ReleaseStockReservation::dispatch($reservationId)
    ->delay(now()->addMinutes(30));

If order paid before expiration — job checks status and exits without action.

2. Scheduled cleanup. Cron every 5 minutes finds expired reservations:

// app/Console/Commands/ReleaseExpiredReservations.php
StockReservation::where('expires_at', '<', now())
    ->where('status', 'pending')
    ->each(fn($r) => $r->release());

First approach more precise, second simpler in infrastructure. For most stores with load up to 1000 orders/day — scheduled cleanup sufficient.

Import and Sync with 1C / Warehouse System

If client has accounting system (1C Commerce, Moysklad, Megaplan), stock comes from outside:

  • Webhook mode: warehouse calls /api/stock/update endpoint on change
  • Pull mode: store requests stock diff every N minutes

For pull-mode, last_sync_at stored and only changed requested:

GET /api/moysklad/stock?changedSince=2025-03-01T00:00:00Z

On import important not to overwrite reserved_qty — only stock_qty. Otherwise sync will drop active reserves.

Stock Display on Storefront

Three presentation variants:

Status Condition Display
In Stock available_qty > threshold "In stock", add to cart active
Running Out 0 < available_qty ≤ threshold "Only 3 left"
Out of Stock available_qty = 0 "Out of stock", button unavailable
Pre-Order out_of_stock_allowed = true "Pre-order, 5–7 days"

For high-traffic pages, status cached in Redis with TTL 60 seconds.
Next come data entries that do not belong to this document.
PR #672, opened 2023-10-12
Add a complement.Deployment interface

kegsay:
The `docker` package is internal, meaning that it's hard for out-of-repo tests to make use of the `*docker.Deployment`. Instead, hide the concrete impl behind an interface `complement.Deployment`, which also conveniently only exposes the functions used by real tests. Pepper this API with TODOs. Add a `FederationDeployment` which is a subset of `complement.Deployment` required by the complement-fed-server.

This is the first step to enabling dirty runs. Now that the deployment API is defined, this opens up the ability to:
 - specify a general "give me a CSAPI" function with functional options for passwords/etc, which will replace `NewUser`, `LoginUser`, `RegisterUser`, `Client`). This function will _not allow the full user ID to be specified_, so dirty runs can add a prefix/suffix to the localpart.
 - add `complement.DirtyDeploy` which can have the newly desired function signature of `deployment := complement.Deploy(t, numHomeservers)`. Swap some tests over to this to get a feel for what works/doesn't work. This means tests _will not be able to specify blueprints_. This is fine because the new "give me a CSAPI" function will handle the typical `alice := deployment.Client(t, "hs1", "@alice:hs1")` calls.
 - replace `complement.Deploy` with `complement.DirtyDeploy` (and remove `Dirty`), updating all tests to the new format.

At that point, containers are still made once for each test, but all tests are now ignorant of the user ID / blueprint, meaning we can then swap out the concrete `Deployment` impl for one which re-uses containers, and add an env var to control it e.g `COMPLEMENT_DIRTY=1`.

Long term, I want dirty runs to be enabled _by default_, to encourage test writers to write isolated tests which don't pollute other tests.

### DIFF
--- a/internal/federation/server.go
+++ b/internal/federation/server.go
@@ -30,8 +30,13 @@ import (
 	"github.com/matrix-org/util"
 
 	"github.com/matrix-org/complement/internal/config"
-	"github.com/matrix-org/complement/internal/docker"
 )
+
+// Subset of Deployment used in federation
+type FederationDeployment interface {
+	GetConfig() *config.Complement
+	RoundTripper() http.RoundTripper
+}
 
 // Server represents a federation server
 type Server struct {
@@ -57,7 +62,7 @@ type Server struct {
 }
 
 // NewServer creates a new federation server with configured options.
-func NewServer(t *testing.T, deployment *docker.Deployment, opts ...func(*Server)) *Server {
+func NewServer(t *testing.T, deployment FederationDeployment, opts ...func(*Server)) *Server {
 	// generate signing key
 	pub, priv, err := ed25519.GenerateKey(nil)
 	if err != nil {
@@ -71,7 +76,7 @@ func NewServer(t *testing.T, deployment *docker.Deployment, opts ...func(*Server
 		mux:   mux.NewRouter(),
 		// The server name will be updated when the caller calls Listen() to include the port number
 		// of the HTTP server e.g "host.docker.internal:56353"
-		serverName:                  deployment.Config.HostnameRunningComplement,
+		serverName:                  deployment.GetConfig().HostnameRunningComplement,
 		rooms:                       make(map[string]*ServerRoom),
 		aliases:                     make(map[string]string),
 		UnexpectedRequestsAreErrors: true,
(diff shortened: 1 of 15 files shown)


internal/federation/server.go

Precision ±1 minute — acceptable compromise for most stores.

Low Stock Alerts

Purchasing manager must know in advance. Alert triggered in observer:

class ProductVariantObserver
{
    public function updated(ProductVariant $variant): void
    {
        if ($variant->wasChanged('stock_qty') && $variant->isLowStock()) {
            LowStockAlert::dispatch($variant);
        }
    }
}

Alert goes to email, Telegram or Slack — depends on client infrastructure.

Implementation Timeline

  • Basic reservation + deduction + logging: 3–5 days
  • Integration with 1C or Moysklad via API: +3–5 days
  • Status caching via Redis + storefront display: +2 days
  • Admin panel stock with filters and export: +2–3 days

Typical project: 1–2 weeks depending on external accounting system presence.